> Task details: Supply the number of lines in the data below that hold "suites", and let that number be the whole answer.

> Provided material:
PR #1321, opened 2021-01-28
Paginate when retrieving check runs and check suites

a2ikm:
As far as I've investigated, the following check APIs return the link headers:

- [List check runs in a check suite](https://docs.github.com/en/rest/reference/checks#list-check-runs-in-a-check-suite)
- [List check runs for a Git reference](https://docs.github.com/en/rest/reference/checks#list-check-runs-for-a-git-reference)
- [List check suites for a Git reference](https://docs.github.com/en/rest/reference/checks#list-check-suites-for-a-git-reference)

This PR allows `auto_paginate` in them.

### DIFF
--- a/lib/octokit/client/checks.rb
+++ b/lib/octokit/client/checks.rb
@@ -65,7 +65,9 @@ module Octokit
       def check_runs_for_ref(repo, ref, options = {})
         ensure_api_media_type(:checks, options)
 
-        get "#{Repository.path repo}/commits/#{ref}/check-runs", options
+        paginate "#{Repository.path repo}/commits/#{ref}/check-runs", options do |data, last_response|
+          data.check_runs.concat last_response.data.check_runs
+        end
       end
       alias :list_check_runs_for_ref :check_runs_for_ref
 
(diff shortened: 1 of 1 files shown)


tarebyte (changes requested):
Thanks for the contribution!

We let the client decide whether they want to auto paginate or not in their settings https://github.com/octokit/octokit.rb#pagination. This helps with rate limiting an other factors.

Would you mind just updating the calls to use `paginate` without the block?

a2ikm:
Thanks for the comment!
Yes, that's exactly why I added the block 😄 

> Mind just adding tests 😅

Okay, I'll add tests 👍 
It may take a time because we should update VCR cassetts to include two or more documents in the lists.

lastthyme (approved):

matiasalbarello (approved):

lhmzhou (approved):

kou:
@a2ikm Do you still want to add tests for this changes?

@matiasalbarello @lhmzhou Do you want to help it?

Smiley278:
Yes

Get Outlook for iOS<https://aka.ms/o0ukef>
________________________________

a2ikm:
@kou 
Sorry for my too late reaction.
I have no time to add tests.

On the other hand, @matiasalbarello's PR looks good.
So please continue with it 🙏

nickfloyd:
Closing this one in favor of: @matiasalbarello's [PR](https://github.com/octokit/octokit.rb/pull/1415).  Thank you @a2ikm for your effort here and for getting this work in motion.  ❤️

> Task response: 2